PR #791, opened 2024-08-19
feat: add member support in Application CRD

kamiiiel:
see: https://gravitee.atlassian.net/browse/GKO-381


api/model/application/application.go
```diff
@@ -53,6 +53,17 @@ type Metadata struct {
...
 
+type Member struct {
+	// User's technical identifier
+	ID string `json:"id"`
+	// User's reference for user providing from an identity provider
+	Reference *string `json:"reference,omitempty"`
+	// Role's name
+	// +kubebuilder:validation:Optional
+	// +kubebuilder:default:=`USER`
+	Role string `json:"role"`
```
a-cordier, line 64: Is there a way we could make API member and Application member looking the same ?

a-cordier (approved):

PR #826, opened 2024-09-19
feat: add validation for templating

kamiiiel:
see: https://gravitee.atlassian.net/browse/GKO-422

### DIFF
--- a/internal/admission/api/base/validate.go
+++ b/internal/admission/api/base/validate.go
@@ -17,6 +17,8 @@ package base
 import (
 	"context"
 
+	"github.com/gravitee-io/gravitee-kubernetes-operator/internal/admission"
+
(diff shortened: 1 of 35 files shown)


internal/admission/api/base/validate.go
```diff
@@ -26,6 +28,8 @@ import (
 func ValidateCreate(ctx context.Context, obj runtime.Object) *errors.AdmissionErrors {
 	errs := errors.NewAdmissionErrors()
 
+	errs.Add(admission.ValidateTemplate(ctx, obj))
```
a-cordier, line 31: should we compile the template before validating the resources ? I don't think what we have here is the spec that we will apply eventually

benoitgravitee (commented):
looks good enough for me, a few remarks on typos and code clarity but nothing major

a-cordier (approved):

PR #854, opened 2024-10-05
fix: keep default values for all properties

kamiiiel:
see: https://gravitee.atlassian.net/browse/GKO-654


api/model/api/base/resource.go
```diff
@@ -25,22 +25,26 @@ var _ core.ObjectOrRef[core.ResourceModel] = &ResourceOrRef{}
...
+	// +kubebuilder:validation:Optional
+	Type *string `json:"type,omitempty"`
 	// Resource Configuration, arbitrary map of key-values
+	// +kubebuilder:validation:Optional
 	Configuration *utils.GenericStringMap `json:"configuration,omitempty"`
 }
 
 func (r *Resource) GetType() string {
-	return r.Type
+	return *r.Type
```
a-cordier, line 43: I'm not even sure it can happen, but should we add a nil check to avoid panicking at runtime ?

a-cordier (approved):

PR #136, opened 2016-03-26
Fix dyndns update

jeromelebleu:


opi:
shall we try to hotfix the stable release ?

jeromelebleu:
Sure! Is it okay for you? Or is there anything else to fix regarding DynDNS?

opi:
imho, we need to (hot)fix what's really broken, and focus on releasing 2.4 stable release as soon as possible

PR #139, opened 2016-04-18
[fix] Prevent non-updated multiinstance apps to be installed if no re…

opi:
…quirements for yunhost


jeromelebleu:
Done with https://github.com/YunoHost/yunohost/commit/aca251e98173d042e254f09d53c985a5fb39fb18 which checks for a valid requirements too, as you pointed out. Thanks! :)

PR #140, opened 2016-04-19
[enh] Add a yunopaste script to paste data to YunoHost Haste server

jeromelebleu:
Thanks to @opi, we now have our Haste server back. As also suggested by @opi, we could easily provide a script for users to paste commands output - and especially YunoHost ones - to it. This script attempts to do that.

### DIFF
--- a/bin/yunopaste
+++ b/bin/yunopaste
@@ -1,0 +1,77 @@
+#!/bin/bash
+
+set -e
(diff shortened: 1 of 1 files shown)


opi:
tested & approved

jeromelebleu:
\o/ thanks!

* Task to complete:
Output the data above in full and exactly.

* Output for this task:
PR #791, opened 2024-08-19
feat: add member support in Application CRD

kamiiiel:
see: https://gravitee.atlassian.net/browse/GKO-381


api/model/application/application.go
```diff
@@ -53,6 +53,17 @@ type Metadata struct {
...
 
+type Member struct {
+	// User's technical identifier
+	ID string `json:"id"`
+	// User's reference for user providing from an identity provider
+	Reference *string `json:"reference,omitempty"`
+	// Role's name
+	// +kubebuilder:validation:Optional
+	// +kubebuilder:default:=`USER`
+	Role string `json:"role"`
```
a-cordier, line 64: Is there a way we could make API member and Application member looking the same ?

a-cordier (approved):

PR #826, opened 2024-09-19
feat: add validation for templating

kamiiiel:
see: https://gravitee.atlassian.net/browse/GKO-422

### DIFF
--- a/internal/admission/api/base/validate.go
+++ b/internal/admission/api/base/validate.go
@@ -17,6 +17,8 @@ package base
 import (
 	"context"
 
+	"github.com/gravitee-io/gravitee-kubernetes-operator/internal/admission"
+
(diff shortened: 1 of 35 files shown)


internal/admission/api/base/validate.go
```diff
@@ -26,6 +28,8 @@ import (
 func ValidateCreate(ctx context.Context, obj runtime.Object) *errors.AdmissionErrors {
 	errs := errors.NewAdmissionErrors()
 
+	errs.Add(admission.ValidateTemplate(ctx, obj))
```
a-cordier, line 31: should we compile the template before validating the resources ? I don't think what we have here is the spec that we will apply eventually

benoitgravitee (commented):
looks good enough for me, a few remarks on typos and code clarity but nothing major

a-cordier (approved):

PR #854, opened 2024-10-05
fix: keep default values for all properties

kamiiiel:
see: https://gravitee.atlassian.net/browse/GKO-654


api/model/api/base/resource.go
```diff
@@ -25,22 +25,26 @@ var _ core.ObjectOrRef[core.ResourceModel] = &ResourceOrRef{}
...
+	// +kubebuilder:validation:Optional
+	Type *string `json:"type,omitempty"`
 	// Resource Configuration, arbitrary map of key-values
+	// +kubebuilder:validation:Optional
 	Configuration *utils.GenericStringMap `json:"configuration,omitempty"`
 }
 
 func (r *Resource) GetType() string {
-	return r.Type
+	return *r.Type
```
a-cordier, line 43: I'm not even sure it can happen, but should we add a nil check to avoid panicking at runtime ?

a-cordier (approved):

PR #136, opened 2016-03-26
Fix dyndns update

jeromelebleu:


opi:
shall we try to hotfix the stable release ?

jeromelebleu:
Sure! Is it okay for you? Or is there anything else to fix regarding DynDNS?

opi:
imho, we need to (hot)fix what's really broken, and focus on releasing 2.4 stable release as soon as possible

PR #139, opened 2016-04-18
[fix] Prevent non-updated multiinstance apps to be installed if no re…

opi:
…quirements for yunhost


jeromelebleu:
Done with https://github.com/YunoHost/yunohost/commit/aca251e98173d042e254f09d53c985a5fb39fb18 which checks for a valid requirements too, as you pointed out. Thanks! :)

PR #140, opened 2016-04-19
[enh] Add a yunopaste script to paste data to YunoHost Haste server

jeromelebleu:
Thanks to @opi, we now have our Haste server back. As also suggested by @opi, we could easily provide a script for users to paste commands output - and especially YunoHost ones - to it. This script attempts to do that.

### DIFF
--- a/bin/yunopaste
+++ b/bin/yunopaste
@@ -1,0 +1,77 @@
+#!/bin/bash
+
+set -e
(diff shortened: 1 of 1 files shown)


opi:
tested & approved

jeromelebleu:
\o/ thanks!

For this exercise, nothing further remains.